> _DATA SECTION_:
= = = = =

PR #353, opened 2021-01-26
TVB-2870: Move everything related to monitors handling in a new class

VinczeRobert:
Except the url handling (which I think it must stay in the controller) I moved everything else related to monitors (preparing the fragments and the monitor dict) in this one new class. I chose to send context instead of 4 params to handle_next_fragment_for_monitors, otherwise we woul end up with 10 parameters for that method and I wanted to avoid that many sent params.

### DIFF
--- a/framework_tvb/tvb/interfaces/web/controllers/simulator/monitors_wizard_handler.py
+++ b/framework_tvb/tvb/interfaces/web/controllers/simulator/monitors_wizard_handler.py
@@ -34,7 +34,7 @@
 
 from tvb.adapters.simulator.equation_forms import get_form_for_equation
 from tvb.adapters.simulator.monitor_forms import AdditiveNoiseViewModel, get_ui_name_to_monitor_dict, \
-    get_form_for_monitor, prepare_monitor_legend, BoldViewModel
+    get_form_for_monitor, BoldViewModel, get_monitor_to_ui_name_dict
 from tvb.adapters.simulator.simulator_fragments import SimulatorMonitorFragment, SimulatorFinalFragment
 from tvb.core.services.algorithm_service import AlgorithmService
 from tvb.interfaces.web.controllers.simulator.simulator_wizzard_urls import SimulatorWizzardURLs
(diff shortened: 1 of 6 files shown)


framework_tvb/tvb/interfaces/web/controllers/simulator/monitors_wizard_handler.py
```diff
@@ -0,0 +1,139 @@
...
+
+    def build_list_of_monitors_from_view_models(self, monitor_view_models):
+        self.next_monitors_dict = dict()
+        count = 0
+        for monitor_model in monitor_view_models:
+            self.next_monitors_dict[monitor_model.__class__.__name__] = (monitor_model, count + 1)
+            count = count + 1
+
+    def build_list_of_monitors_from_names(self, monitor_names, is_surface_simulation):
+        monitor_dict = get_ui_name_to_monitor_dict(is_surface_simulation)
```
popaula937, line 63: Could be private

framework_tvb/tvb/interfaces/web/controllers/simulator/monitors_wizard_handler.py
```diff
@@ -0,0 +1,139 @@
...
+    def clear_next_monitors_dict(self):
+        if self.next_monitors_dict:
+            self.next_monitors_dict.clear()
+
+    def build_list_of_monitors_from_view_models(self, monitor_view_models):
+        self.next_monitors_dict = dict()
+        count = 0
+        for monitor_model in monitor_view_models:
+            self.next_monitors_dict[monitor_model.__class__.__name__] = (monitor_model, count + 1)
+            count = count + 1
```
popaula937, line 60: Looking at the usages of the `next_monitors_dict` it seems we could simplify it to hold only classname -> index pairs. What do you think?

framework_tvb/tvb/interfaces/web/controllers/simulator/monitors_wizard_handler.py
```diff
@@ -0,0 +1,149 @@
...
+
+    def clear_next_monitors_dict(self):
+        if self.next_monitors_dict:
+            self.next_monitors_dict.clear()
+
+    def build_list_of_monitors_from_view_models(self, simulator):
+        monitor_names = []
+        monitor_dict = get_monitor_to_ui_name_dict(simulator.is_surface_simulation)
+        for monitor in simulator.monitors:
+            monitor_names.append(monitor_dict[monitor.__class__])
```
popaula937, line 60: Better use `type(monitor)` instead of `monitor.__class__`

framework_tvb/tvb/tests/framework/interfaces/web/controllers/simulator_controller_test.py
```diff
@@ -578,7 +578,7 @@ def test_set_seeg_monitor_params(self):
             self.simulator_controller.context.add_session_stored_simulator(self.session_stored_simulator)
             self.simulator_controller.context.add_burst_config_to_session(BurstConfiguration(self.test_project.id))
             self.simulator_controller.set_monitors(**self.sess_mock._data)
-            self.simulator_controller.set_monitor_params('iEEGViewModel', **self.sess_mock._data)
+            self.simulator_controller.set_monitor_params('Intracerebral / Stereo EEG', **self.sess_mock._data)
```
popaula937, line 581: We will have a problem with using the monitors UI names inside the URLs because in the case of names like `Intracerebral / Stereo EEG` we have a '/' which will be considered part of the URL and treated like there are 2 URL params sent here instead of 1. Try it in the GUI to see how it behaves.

= = = = =

> _WHAT YOU SHOULD DO_: The answer must reproduce all of the entries exactly.

> _PROBLEM SOLUTION_:
PR #353, opened 2021-01-26
TVB-2870: Move everything related to monitors handling in a new class

VinczeRobert:
Except the url handling (which I think it must stay in the controller) I moved everything else related to monitors (preparing the fragments and the monitor dict) in this one new class. I chose to send context instead of 4 params to handle_next_fragment_for_monitors, otherwise we woul end up with 10 parameters for that method and I wanted to avoid that many sent params.

### DIFF
--- a/framework_tvb/tvb/interfaces/web/controllers/simulator/monitors_wizard_handler.py
+++ b/framework_tvb/tvb/interfaces/web/controllers/simulator/monitors_wizard_handler.py
@@ -34,7 +34,7 @@
 
 from tvb.adapters.simulator.equation_forms import get_form_for_equation
 from tvb.adapters.simulator.monitor_forms import AdditiveNoiseViewModel, get_ui_name_to_monitor_dict, \
-    get_form_for_monitor, prepare_monitor_legend, BoldViewModel
+    get_form_for_monitor, BoldViewModel, get_monitor_to_ui_name_dict
 from tvb.adapters.simulator.simulator_fragments import SimulatorMonitorFragment, SimulatorFinalFragment
 from tvb.core.services.algorithm_service import AlgorithmService
 from tvb.interfaces.web.controllers.simulator.simulator_wizzard_urls import SimulatorWizzardURLs
(diff shortened: 1 of 6 files shown)


framework_tvb/tvb/interfaces/web/controllers/simulator/monitors_wizard_handler.py
```diff
@@ -0,0 +1,139 @@
...
+
+    def build_list_of_monitors_from_view_models(self, monitor_view_models):
+        self.next_monitors_dict = dict()
+        count = 0
+        for monitor_model in monitor_view_models:
+            self.next_monitors_dict[monitor_model.__class__.__name__] = (monitor_model, count + 1)
+            count = count + 1
+
+    def build_list_of_monitors_from_names(self, monitor_names, is_surface_simulation):
+        monitor_dict = get_ui_name_to_monitor_dict(is_surface_simulation)
```
popaula937, line 63: Could be private

framework_tvb/tvb/interfaces/web/controllers/simulator/monitors_wizard_handler.py
```diff
@@ -0,0 +1,139 @@
...
+    def clear_next_monitors_dict(self):
+        if self.next_monitors_dict:
+            self.next_monitors_dict.clear()
+
+    def build_list_of_monitors_from_view_models(self, monitor_view_models):
+        self.next_monitors_dict = dict()
+        count = 0
+        for monitor_model in monitor_view_models:
+            self.next_monitors_dict[monitor_model.__class__.__name__] = (monitor_model, count + 1)
+            count = count + 1
```
popaula937, line 60: Looking at the usages of the `next_monitors_dict` it seems we could simplify it to hold only classname -> index pairs. What do you think?

framework_tvb/tvb/interfaces/web/controllers/simulator/monitors_wizard_handler.py
```diff
@@ -0,0 +1,149 @@
...
+
+    def clear_next_monitors_dict(self):
+        if self.next_monitors_dict:
+            self.next_monitors_dict.clear()
+
+    def build_list_of_monitors_from_view_models(self, simulator):
+        monitor_names = []
+        monitor_dict = get_monitor_to_ui_name_dict(simulator.is_surface_simulation)
+        for monitor in simulator.monitors:
+            monitor_names.append(monitor_dict[monitor.__class__])
```
popaula937, line 60: Better use `type(monitor)` instead of `monitor.__class__`

framework_tvb/tvb/tests/framework/interfaces/web/controllers/simulator_controller_test.py
```diff
@@ -578,7 +578,7 @@ def test_set_seeg_monitor_params(self):
             self.simulator_controller.context.add_session_stored_simulator(self.session_stored_simulator)
             self.simulator_controller.context.add_burst_config_to_session(BurstConfiguration(self.test_project.id))
             self.simulator_controller.set_monitors(**self.sess_mock._data)
-            self.simulator_controller.set_monitor_params('iEEGViewModel', **self.sess_mock._data)
+            self.simulator_controller.set_monitor_params('Intracerebral / Stereo EEG', **self.sess_mock._data)
```
popaula937, line 581: We will have a problem with using the monitors UI names inside the URLs because in the case of names like `Intracerebral / Stereo EEG` we have a '/' which will be considered part of the URL and treated like there are 2 URL params sent here instead of 1. Try it in the GUI to see how it behaves.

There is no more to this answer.